PR #7514, opened 2026-09-04
cmd/changelog: support applying changelogs

zxh326:


.github/scripts/changelog_e2e.py
```diff
@@ -0,0 +1,572 @@
+#!/usr/bin/env python3
```
jiefenghuang, line 1: license header

PR #7538, opened 2026-09-15
meta: rebuild counters from load binary backup records

### LINKED ISSUE #7537: Binary load can restore stale volume usage counters
TKV/SQL clients buffer volume usage changes in memory and flush them periodically. A binary backup may therefore contain updated inode metadata while usedSpace and totalInodes still reflect an earlier state.

Binary load restores these counters as-is, leaving usage statistics inconsistent with the restored metadata. JSON load already recalculates them from the restored inodes.

zxh326:
fix: https://github.com/juicedata/juicefs/issues/7537


pkg/meta/base.go
```diff
@@ -4095,6 +4098,21 @@ func (m *baseMeta) LoadMetaV2(ctx Context, r io.Reader, opt *LoadOption) error {
 			return err
 		}
 
+		loaded.updateFromSegment(seg)
```
jiefenghuang, line 4101: loaded.updateFromSegment(seg)放到workerFunc最后处理

pkg/meta/base.go
```diff
@@ -4095,6 +4098,21 @@ func (m *baseMeta) LoadMetaV2(ctx Context, r io.Reader, opt *LoadOption) error {
...
+		if seg.typ == segTypeCounter {
+			for _, c := range seg.val.(*pb.Batch).Counters {
```
jiefenghuang, line 4103: 这段放到updateFromSegment, 然后在errors.Is(err, errBakEOF)时塞入最后的一个counter处理

jiefenghuang (approved):

PR #7546, opened 2026-09-16
meta: support changelog scan options

zxh326:
Add From/Follow/Seen options across metadata engines, supporting rewind deduplication and --follow=false.


pkg/meta/sql.go
```diff
@@ -1115,7 +1116,10 @@ func (m *dbMeta) ScanChangelog(ctx Context, last int64, handler func(ver int64,
 		}
 		logger.Infof("last version is %d", last)
 	}
-	seen := make(map[int64]struct{})
+	seen := make(map[int64]struct{}, len(opt.Seen))
```
jiefenghuang: ?

zxh326, line 1119: 这是为了将来 load 备份里保存的数据

jiefenghuang (approved):

PR #7548, opened 2026-09-18
meta: record source engine in binary backups

jiefenghuang:
## Summary

- Record the source metadata engine in binary backup footers.
- Keep dumped counters for Redis backups and rebuild them for SQL/KV backups.
- Preserve existing behavior for older backups without source metadata.

## Tests

- Targeted metadata backup/load tests
- pkg/meta/pb tests
- Lite build


jiefenghuang:
Follow-up to #7538: record the source metadata engine so Redis backups keep their dumped counters while SQL and KV backups rebuild them.

zxh326 (approved):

**Work order**
Every record above is to be copied out exactly.

**Solution for this task**
PR #7514, opened 2026-09-04
cmd/changelog: support applying changelogs

zxh326:


.github/scripts/changelog_e2e.py
```diff
@@ -0,0 +1,572 @@
+#!/usr/bin/env python3
```
jiefenghuang, line 1: license header

PR #7538, opened 2026-09-15
meta: rebuild counters from load binary backup records

### LINKED ISSUE #7537: Binary load can restore stale volume usage counters
TKV/SQL clients buffer volume usage changes in memory and flush them periodically. A binary backup may therefore contain updated inode metadata while usedSpace and totalInodes still reflect an earlier state.

Binary load restores these counters as-is, leaving usage statistics inconsistent with the restored metadata. JSON load already recalculates them from the restored inodes.

zxh326:
fix: https://github.com/juicedata/juicefs/issues/7537


pkg/meta/base.go
```diff
@@ -4095,6 +4098,21 @@ func (m *baseMeta) LoadMetaV2(ctx Context, r io.Reader, opt *LoadOption) error {
 			return err
 		}
 
+		loaded.updateFromSegment(seg)
```
jiefenghuang, line 4101: loaded.updateFromSegment(seg)放到workerFunc最后处理

pkg/meta/base.go
```diff
@@ -4095,6 +4098,21 @@ func (m *baseMeta) LoadMetaV2(ctx Context, r io.Reader, opt *LoadOption) error {
...
+		if seg.typ == segTypeCounter {
+			for _, c := range seg.val.(*pb.Batch).Counters {
```
jiefenghuang, line 4103: 这段放到updateFromSegment, 然后在errors.Is(err, errBakEOF)时塞入最后的一个counter处理

jiefenghuang (approved):

PR #7546, opened 2026-09-16
meta: support changelog scan options

zxh326:
Add From/Follow/Seen options across metadata engines, supporting rewind deduplication and --follow=false.


pkg/meta/sql.go
```diff
@@ -1115,7 +1116,10 @@ func (m *dbMeta) ScanChangelog(ctx Context, last int64, handler func(ver int64,
 		}
 		logger.Infof("last version is %d", last)
 	}
-	seen := make(map[int64]struct{})
+	seen := make(map[int64]struct{}, len(opt.Seen))
```
jiefenghuang: ?

zxh326, line 1119: 这是为了将来 load 备份里保存的数据

jiefenghuang (approved):

PR #7548, opened 2026-09-18
meta: record source engine in binary backups

jiefenghuang:
## Summary

- Record the source metadata engine in binary backup footers.
- Keep dumped counters for Redis backups and rebuild them for SQL/KV backups.
- Preserve existing behavior for older backups without source metadata.

## Tests

- Targeted metadata backup/load tests
- pkg/meta/pb tests
- Lite build


jiefenghuang:
Follow-up to #7538: record the source metadata engine so Redis backups keep their dumped counters while SQL and KV backups rebuild them.

zxh326 (approved):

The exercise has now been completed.